Mark is survived by his wife Jenny, mother Joyce, and brother Marshall.

“He was very family-oriented,” Armbruster recalled. “I’m a grandmother and when something came up, he was very understanding. Family always came first.”

In addition to his service at Polk State, Mark was a proud member of both the Suncoast Ghostbusters, a local Ghostbusters volunteer costuming organization, and the 501st Legion, an international Star Wars volunteer organization, both of which give back at fundraisers and charity events.

As a member of each group, Mark dressed as various Star Wars and Ghostbusters characters, would offer his time with the Make-A-Wish Foundation, and visit children’s hospitals in hopes of providing cheer to children battling serious illness. He discussed his volunteer efforts during a December 2018 POLKcast episode.

The Tampa Bay Squad of the 501st Legion offered a heartfelt goodbye on Facebook over the weekend. Mark had been a part of the Tampa-based affiliate for more than a decade.

“Also known as TK-6653, Mark recently celebrated 10 years of service to the empire,” a portion of the post read. “In that time, he along with his wife, Jenny, helped Tampa Bay Squad grow into one of the largest squads in the legion and flourish as a staple in the Tampa Bay community. To Mark, the squad was more than just a costume club – it was his family – and the resounding consensus is that Mark made any and all feel welcome here. For a majority of our members, their earliest experiences in the squad involved Mark in some way, whether it was an armor party at his house, his welcoming spirit at a troop, or a stream of tears on their cheeks from laughing at his unrivaled sense of humor. We can say with absolute certainty that our squad is forever marked by his presence and will never be the same.”

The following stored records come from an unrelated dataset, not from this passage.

PR #11550, opened 2026-08-28
refactor(cli): stream state reads the shared substrate — status, usage, run config, provenance

LionSR:
"Same state, different rendering; no CLI-specific session state." Four places where the CLI kept a copy of a fact the shared substrate already owns now read the substrate. No new plane, bus, vocabulary, or subscribe surface; every item deletes the layer it replaces.

## What moved

**P1 — status triple → status machine.** `StreamSlice.status/substate/runStartedAt` mirrored `StreamStatusMachine`, which writes its entry *before* publishing the `status` fact (`StreamStatusService.ts` `transition`), and whose `StreamPhaseState.runStartedAt` is the single run-window stamper — it rides the wire (`BackendOwnedFieldsSchema.runStartedAt`) and the progress board already renders elapsed from it. The former private `stateFor` becomes the public per-stream read `getStreamState(stream)`, reached through `SessionState.streamStatus`; renderers call `streamPhaseFor`, a slice-gated read of it (`getAllStreamStates()` stays for the whole-map cases and allocates).

Deleted with it: `PatchableStreamSlice`, `StreamSlicePatch`, `patchStream`'s lifecycle re-spread, `streamSliceWithStatus`, `setStreamStatusInCliState`. The removed/retired refusal that writer enforced survives as `cliStreamAcceptsStatus`, checked by the adapter before it folds the log and releases residency. The adapter's sequencing is byte-for-byte unchanged: fold under the new status → release residency for a stream that just left its active phase → focus-return → applier.

**P2 — headless run config → snapshot store.** `RootRunConfigState`/`applyRunConfig` copied `run.config` into three fields. `StreamSnapshotStore` already retains the whole `AgentConfig` and serves it from `getRunMetadata(stream, { quiet: true })`; `plannedRounds` is `getAgent(config.agent, Workflow)?.rounds`, a registry lookup, not a fact. **Precondition verified:** the store calls `attachSessionEvents(events)` in `SessionHandle`'s constructor, and `SessionEventHub` dispatches subscribers in insertion order, so the store has accumulated the config before the headless renderer's own run-fact callback runs. `rootStreamStatus` → the machine; the run-config repaint stays (it is the live line's subject), it just copies nothing now.

**P3 — latest-usage gauge → cumulative projection.** `StreamSlice.usage` and the `onRunUsageChanged` patch are gone; readers project `StreamArtifactProjection.cumulativeUsage`. `streamPreferredUsage` was a two-source precedence rule with one source left, so it is inlined at its three call sites.

**P4 — store provenance query.** `hydratedArtifactStreams` / `beginLoadedStreamsReconcile` / `markArtifactStreamHydrated` shadowed a fact `StreamSnapshotStore` held privately (`hasDiskProvenance` + the eager-apply overlays). The store publishes it as `hasProvenance(stream)`. **Precondition verified:** `load` calls `evictStreamsExcept` synchronously before its async seed and `evict` drops the whole record, so an evicted stream reports no provenance by construction — that *is* `dropStale`/`reconcile`. The CLI keeps only the revision bump (`bumpStreamArtifactRevision`, promoted from private).

**Deliberately left:** P6, the `StreamSlice.bypass` mirror (−8). It is stream-scoped host permission state with a writer of its own; folding it needs the approval-plane ruling this PR does not ask for.

## Declared behavior changes

- **Headless elapsed origin.** The live line's elapsed now measures the status machine's run window (opening at RUNNING, the same origin the TUI status bar and the progress board use), falling back to renderer attach time only before any window exists. Previously it always ran from attach time.
- **Status-bar token fallback.** Before a stream's first `context.state`, the usage segment shows the store's cumulative input tokens rather than the last call's. After it, the gauge is unchanged (`contextState` owns window/used/utilization).
- **`/status` access route** reads the cumulative projection's `usageRoute` (`sumUsageStats` carries it when unmixed) instead of the last call's.

## Ratchet rider

`config/ratchets/store-public-surface-baseline.json`: `StreamSnapshotStore` **+1 unit** (`hasProvenance`), 22 → 23. Accounting: it converts one caller-visible contract *from* an 86-line host-side shadow of the store's private bookkeeping *into* one honest query on the owner — the surface grows by one method and the CLI loses a set, three functions, and the eviction-reconcile protocol built on top of them. `host-agent-import-baseline` does **not** move: `StreamPhaseState` is re-exported from the `@agent/runtime` barrel the CLI already imports, so no new deep-import specifier appears.

## Net elements (R6)

**Deleted — 18.** Slice fields `status`, `substate`, `runStartedAt`, `usage` (4). Types `PatchableStreamSlice`, `StreamSlicePatch`, `RootRunConfigState` (3). Functions `streamSliceWithStatus`, `setStreamStatusInCliState`, `applyRunConfig`, `beginLoadedStreamsReconcile`, `markArtifactStreamHydrated`, `streamPreferredUsage` (6). State `DefaultRunProgressRenderer.config`, `hydratedArtifactStreams` (2). Parameters/props `workflowTaskMetadata(child)`, `WorkflowTaskRow.child`, `focusedChildFollowUpRoute({ streams })` (3).

**Added — 12.** Functions `sessionStreamPhase`, `streamPhaseFor`, `cliStreamAcceptsStatus`, `StreamSnapshotStore.hasProvenance` (4). Private methods `rootPhaseState`, `rootRunConfig` (2). One type re-export, `StreamPhaseState` from `@agent/runtime` (1). Parameters `statusBarStreamTarget({ phaseOf })`, `focusedChildFollowUpRoute({ phaseOf })`, and the `status` option on the three static-transcript builders (5).

**Renames/visibility, counted as zero:** `stateFor` → public `getStreamState`; `startedAt` → `attachedAt`; `rootStreamStatus` → `rootStreamPhase` (kept, but narrowed: it is now only the ordering companion of `rootPhaseText`, since `StreamStatusMachine.transition` publishes on substate-only changes and a description must survive one — terminal-ness and the run window read the machine); `bumpStreamArtifactRevision` private → exported.

**Net: −6 elements.** LOC: production `23 files, +315 −385` (**−70**). `cliState.ts` 811 → 732, `subscribeStreamArtifacts.ts` 275 → 208, `sessionSignalsAdapter.ts` 276 → 262; `runProgressRenderer.ts` 518 → 533 (**+15**, and honestly: the copied state and its writer are gone, but the two reads that replace them carry the ordering and subscriber-order arguments in comments). Tests/harness `+394 −231`, all of it the mechanical status-driver migration plus one new 44-line test-support file. No new production file.

## Consumer counts (R8)

| symbol | before | after |
| --- | --- | --- |
| `StreamSlice.status` / `.substate` / `.runStartedAt` / `.usage` | 35 read sites in `packages/cli/src`, 6 in `packages/cli/scripts` | 0 — fields deleted |
| `streamPhaseFor` (new) | — | 21 call sites across 12 files |
| `readStreamArtifacts(…)?.cumulativeUsage` | 1 (inside `streamPreferredUsage`) | 5 direct call sites |
| `setStreamStatusInCliState` | 1 production caller (`sessionSignalsAdapter`), 9 harness/validator refs, 54 refs across 9 suites in `src/test-kernel` | 0 — deleted |
| `setCliStreamPhase` (test support, new) | — | 56 refs across the same 9 suites, replacing that writer one-for-one |
| `StreamStatusMachine.getStreamState` | 0 (private `stateFor`, 2 internal callers) | 2 external (`sessionStreamPhase`, `rootPhaseState`) + the same 2 internal |
| `StreamSnapshotStore.hasProvenance` | — | 1 (`readStreamArtifacts`) |
| `bumpStreamArtifactRevision` | 3 (private) | 8 production call sites |
| `markArtifactStreamHydrated` | 5 | 0 — folded into the bump |
| `beginLoadedStreamsReconcile` | 1 | 0 — the store's eviction is the reconcile |
| `streamPreferredUsage` | 3 | 0 — inlined |

## Tests

Zero net new tests. `SubscribeStreamArtifacts.vitest.ts`'s single case is rewritten one-for-one to the new boundary (it drove the deleted bookkeeping; it now drives a real `load` and asserts the store's provenance gate). Everything else is migration: 9 suites drive `setCliStreamPhase` — one test-support helper for the "seed the machine, mint the slice" pairing that appeared 56 times — and the fixtures that carried a `usage` literal on a slice now emit the `usage` run fact the store accumulates. Two suites that had no bound `SessionState` now bind one, because a phase read has to reach the machine.

## Record

`docs/proposals/2026-08-15-single-substrate-hosts-as-renderers.md` §3/§4 status lines and §8 are reconciled: `contextState` and `runStartedAt` **landed**; `thinkingActive` **withdrawn** (fold output, no fact-rail producer, one consumer — the `compactingActive` ruling applies verbatim); root-run stream identity **closed as presentation state** (the CLI's claim precedes stream existence, and `executions.getHandle(id).streamId` already answers the live query); run input files + `plannedRounds` **closed** (the store already carried them). Two new §8 fence rows: the Lit log-rail fold of `contextState` (`LitSessionRenderer.ts:197-201` drops the invalidation on purpose — Lit restores that snapshot from the transcript rail, which also repopulates a reopened stream, and two writers for one footer would be worse), and durable-rail vs ephemeral-rail facts.

**Rebased onto `d2d5c202df` (#11545, transcript plane), then onto `1b94d7f6a1` (#11548, transcript render seams).** Three textual conflicts across the two rebases, all one-for-one merges: `SubagentListDisplay.vitest.ts`'s `workflowAgentSlice` (keep #11545's `workflowPhaseGrouping` derivation *and* this PR's substrate seeding, in that order); `ConversationPane.tsx` (keep #11548's `pendingTranscriptEntries` call shape, apply this PR's `streamPhaseFor` status argument); one import block in `ConversationTranscript.vitest.ts`. Everything else merged cleanly.

**Harness fixtures drive the machine directly.** `packages/cli/scripts/tui-harness.tsx` used to write the slice mirror for display fixtures. It now calls `seedStreamStatusForTest` (the kernel suites' helper) through a local `seedHarnessStreamPhase`: it writes the machine the way a real transition does *before* it publishes, but emits no fact. Two reasons it cannot use a production transition: `StreamStatusMachine` stamps its own `Date.now()` run window and no fact lets a caller supply one, so a scenario like `single-run-liveness` could not show a backdated elapsed; and a published status makes the adapter re-fold the stream from a log that has none of the fixture's synthetic rows, which is what dropped the child description in `subagent-list-focus-full-frame`. Fixtures that exercise the fact pipeline itself (`runChildEventOrderFixture`, the interrupt paths) keep the real transitions.

## Verified

- `npx prettier --check` on every changed file — clean.
- `CI=true npm run typecheck` — 0 errors.
- `npm run lint` — clean.
- `CI=true npm run check:dead-code-ratchet` — `379 combined vs 379 baselined`, no new findings.
- `FORCE_COLOR=0 npx vitest run src/test-kernel/cli src/test-kernel/agent/runtime src/test-kernel/transcript src/test-kernel/controllers src/test-kernel/architecture` — `235 files passed, 3608 passed | 1 skipped`.
- Also ran `src/test-kernel/{desktop,extension,agent,tools}` (the status machine is cross-host): `348 passed | 1 skipped`, one unrelated vitest worker-exit flake.
- `validate:tui` over the 17 scenarios the `build artifacts (linux)` job runs: `validate-tui: all 17 scenario(s) passed`. The two full-suite scenarios that fail locally (`focused-stopped-subagent-tab-focus`, `focused-stopped-subagent-submit`) fail **identically on an untouched `origin/main` build** in a side worktree, and neither is in the CI set.

## Note for the child-elapsed fix

`SubagentList.tsx` rows read elapsed from `streamPhaseFor(streamId)?.runStartedAt` (`cliState.ts`), which is the machine's run window for a stream the CLI holds a slice for. For a roster row whose child stream has no slice yet, the shared read path is the roster row itself: `visibleSubagentRows(parentId, childRosters)` → `ActiveChildInfo.startedAt` (`streamState.ts`), written by the applier. Both are substrate reads; neither needs a new field.

### DIFF
--- a/config/ratchets/store-public-surface-baseline.json
+++ b/config/ratchets/store-public-surface-baseline.json
@@ -42,6 +42,7 @@
       "getRunUsage",
       "getWorkPlan",
       "hasPersistedWorkPlan",
+      "hasProvenance",
       "listPersistedStreams",
       "listStagedDeletions",
       "load",
--- a/docs/proposals/2026-08-15-single-substrate-hosts-as-renderers.md
+++ b/docs/proposals/2026-08-15-single-substrate-hosts-as-renderers.md
@@ -51,6 +51,15 @@
 > (`sessionSignalsAdapter` 372 → 312 against ~90, `runProgressRenderer`
 > 573 → 535 against ~395, `cliState` 929 → 876 against ~490) — read the §3
 > table as a direction, not a budget.
+>
+> **Reconciled again (2026-08-28), after the CLI status / usage / run-config /
+> provenance PR.** The §4 promotion list is closed: `contextState` and
+> `runStartedAt` **landed** (each with one §8 fence row), `thinkingActive` is
+> **withdrawn** (fold output, no producer, one consumer), and root-run stream
+> identity and run input files + `plannedRounds` are **closed as
+> non-promotions** — the first is presentation state with an existing
+> execution-keyed query, the second was already on `StreamSnapshotStore`. The
+> per-row §3 and §4 lines below carry the detail.
 
 ## 0. The directive as a ruling, and what it does to prior rulings
 
@@ -232,7 +241,13 @@ Then, container by container:
   composition: 30 fields → 15, every mirror deleted, but the slice is still a
   standalone interface rather than the `StreamState & CliOnlyFields` shape this
   row named, and the file is 876 L against the ~490 target. The §0.1-item-8
-  supersession is executed.
+  supersession is executed. **Extended by the status/usage PR:** the lifecycle
+  triple (`status`, `substate`, `runStartedAt`) and the latest-usage gauge are
+  gone too — 15 fields → 11 — and with them `PatchableStreamSlice`,
+  `StreamSlicePatch`, `streamSliceWithStatus`, and `setStreamStatusInCliState`.
+  Renderers read `streamPhaseFor`, a slice-gated read of
+  `StreamStatusMachine.getStreamState`. What survives is transcript-fold
+  output plus terminal modality.
 - `sessionSignalsAdapter.ts` — **LANDED #10892/#10895/#10932** for the
   mechanism (the per-field patch forwarders and the dual status path are gone;
   `subscribeStreamStatus.ts` is deleted), **not** for the arithmetic: 372 →
@@ -240,17 +255,33 @@ Then, container by container:
 - `runProgressRenderer.ts` — **LANDED #10932**: a real headless
   `SessionRendererPort` implementation over the shared applier, `RenderState`'s
   six fields down to a three-field `RootRunConfigState`. Net −38, not −175.
+  **`RootRunConfigState` is now gone too:** the agent name, input label, and
+  planned rounds are read from
+  `snapshots.getRunMetadata(root, { quiet: true }).config` at paint, and the
+  root phase and its run window from the status machine. The renderer holds one
+  state field of its own (`rootPhaseText`, whose whole semantic is
+  last-write-wins ordering between a status label and a description) plus an
+  attach-time elapsed origin for the window before any run window exists.
 - `subscribeStreamArtifacts.ts` — **PARTIAL #10718/#10735/#10895.** The
   slice-copying is gone (renderers read the canonical projection), but the file
   survives at 222 L holding the async disk-preload edge and its invalidation.
   The "−135 to zero" line was wrong: there was a real asynchronous concern
-  underneath the copying.
+  underneath the copying. **The hydration set went next:**
+  `hydratedArtifactStreams`, `beginLoadedStreamsReconcile`, and
+  `markArtifactStreamHydrated` shadowed a fact the store already held
+  privately, so the store publishes it as `hasProvenance(stream)` (disk
+  provenance established, or a live write eagerly applied ahead of any seed)
+  and the CLI keeps only the revision bump. The `load`-eviction reconcile
+  disappears with it: `load` evicts synchronously, and an evicted record
+  reports no provenance by construction.
 - `streamViews.ts` — **LANDED #10932**; the CLI calls `buildStreamTabInfo`, so
   the ext/CLI name drift this row named is closed.
-- `statusBarDisplay.ts` context gauge — **OPEN.** Still
-  `MODEL_CONFIGS[model]?.contextWindow`; the correctness bug this row called
-  "a correctness fix wearing a refactor" is live, gated on the `contextState`
-  promotion (§4).
+- `statusBarDisplay.ts` context gauge — **LANDED.** `formatUsage` reads
+  `StreamExecutionState.contextState` (window, used input tokens, and the
+  handler's own `utilizationPercent`); the `MODEL_CONFIGS[model]?.contextWindow`
+  re-derivation and the correctness bug behind it are gone. Its pre-first-
+  `contextState` fallback now shows the store's cumulative input tokens rather
+  than the last call's.
 - `resumeHint.ts` targets — **LANDED #10754** via the `resumeEligible` roster
   field.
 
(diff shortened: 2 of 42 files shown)


LionSR:
Check more surface areas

Traditionally sporting a long beard, Montgomery said his friends affectionately referred to Lillquist as a “Wookiee” – a fictional species from Star Wars. Star Wars was a topic that Urbano and Lillquist spoke of often. Urbano recalled buying Lillquist a T-shirt with character Chewbacca, a Wookiee, across the front.

“We always talked about his interest in Star Wars,” Urbano said. “When I’d be out and about and I’d see something Star Wars-related, I’d always think about him.”

Tattoos featuring images from Star Wars, Ghostbusters, and other passions ran down Mark’s arms. Armbruster said it wasn’t hard to figure out what Lillquist’s passions were.

“He absolutely loved Star Wars, but he was also a big LEGO freak,” she said. “There were always LEGOs on display in the office.”

Another love for Mark, Montgomery recalled, was food. Born in February, Mark’s birthday typically occurred while the Florida State Fair in Tampa was taking place.

“Every year for his birthday, he’d go to the State Fair and eat bad,” Montgomery laughed. “He loved food. He’d come back to work and tell us all about it.”

In lieu of a traditional funeral service, a gathering will be held at Cigars International, 2691 Creek Grass Wy, Lutz, Fla., on Sunday, Aug. 14 from 1 p.m. to 6 p.m.

“He had a big heart,” Montgomery said. “He cared about people, cared about the College, and was just an all-around good guy. We’re certainly going to miss him.”